Он изумленно посмотрел на нее.
— Страдания? С чего бы это?
— Ну, может быть, в детстве? Ты ведь жил без родителей. — Ее голос упал до шепота: — И был не такой, как все.
Чарлз от души рассмеялся:
— Ох, Китти, а ты, оказывается, романтичная особа! Как я мог страдать из-за двух людей, которых никогда не видел? У меня было замечательное детство, ей-богу! У моей тетки — сестры моей матери — я жил, как в раю. Лучшего и пожелать нельзя! Они с мужем меня по-настоящему любили и относились ко мне, как к родному сыну.
— А то, что ты отличался от других? — продолжала настаивать Китти.
— Ты имеешь в виду мой рост?
— Да, и все остальное, что причиняло тебе страдания.
Подвинув стул, Чарлз взял руки Китти в свои — теплые, сильные и сухие.
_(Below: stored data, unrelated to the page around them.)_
PR #1013, opened 2022-01-16
add support for moving uncategorized to a category with no labels

### LINKED ISSUE #139: Add $CATEGORIES as a template variable
Currently the categories will just be appended to the end of the template. I would like to control where in the template they go. So if we had a `$CATEGORIES` variable that could go in the `template` string that would solve the problem.

An example
```yml
name-template: v$NEXT_PATCH_VERSION
tag-template: v$NEXT_PATCH_VERSION
categories:
  - title: Bug Fixes
    label: fix
change-template: '- $TITLE (#$NUMBER) @$AUTHOR'
template: |
  $CATEGORIES

  ## Other Changes

  $CHANGES
```

would result in this:

```md

## Bug Fixes

- fix: example (#2) @smyrick

## Other Changes

- docs: other change (#3) @smyrick
```

### LINKED ISSUE #551: Allow to define category order/priority
This is a feature request to allow to set the category order/priority.

Very important to be able to move more important categories like "Breaking Changes" to the top of the changelog.

jetersen:
fixes #139
fixes #551

👏 Finally adding support for moving the categorized group

### DIFF
--- a/lib/releases.js
+++ b/lib/releases.js
@@ -129,6 +129,10 @@ const categorizePullRequests = (pullRequests, config) => {
     return { ...category, pullRequests: [] }
   })
 
+  const uncategorizedCategoryIndex = categories.findIndex(
+    (category) => category.labels.length === 0
+  )
+
   const filterUncategorizedPullRequests = (pullRequest) => {
     const labels = pullRequest.labels.nodes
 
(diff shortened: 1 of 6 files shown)


mehdihadeli:
@jetersen Hi,
Is there any example or guideline for this? I can't find anything about its setup.

jetersen:
@mehdihadeli The test fixture shows the use case.

You can also see it here: https://github.com/jenkinsci/.github/blob/47b68b30f98b9608f8dea2683ac54757002ff47b/.github/release-drafter.yml#L56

— Мой дядя был еще ниже, чем я, и он воспитал меня в уверенности, что низкий рост — это не пожизненный крест, а вызов судьбы. И чтобы оправдать его доверие, я принял этот вызов. Что касается душевных терзаний, все это романтическая чушь. В основе греческих трагедий свойства человеческой натуры, а не физические особенности людей. Я Чарлз Генри Бердам, который в один прекрасный день станет сэром Чарлзом. Женщины обожают все драматизировать, для них это вполне естественно. А для мужчин нет. Я вовсе не страдал, а просто вырабатывал твердость духа и учился противостоять судьбе.
— Не понимаю, как это возможно. Человек не может не страдать.
— Вздор! — бросил Чарлз, постепенно раздражаясь от этого разговора. — Не испытывать горя, жалости и страха — вот это действительно не по-человечески. Я залил свою подушку слезами, когда умерла моя собака, до сих пор горюю по умершим дяде и тете, а когда какой-то головорез приставил к моей груди пистолет, я испытал неподдельный страх.
Его глаза потемнели и стали непроницаемыми.
— Ты, моя дорогая, уже три с половиной года работаешь сиделкой, и у меня есть все основания считать, что очень неплохой. Ты обожаешь детей — так почему бы тебе не завести своих собственных вместо того, чтобы наблюдать за ними сквозь мутное стекло?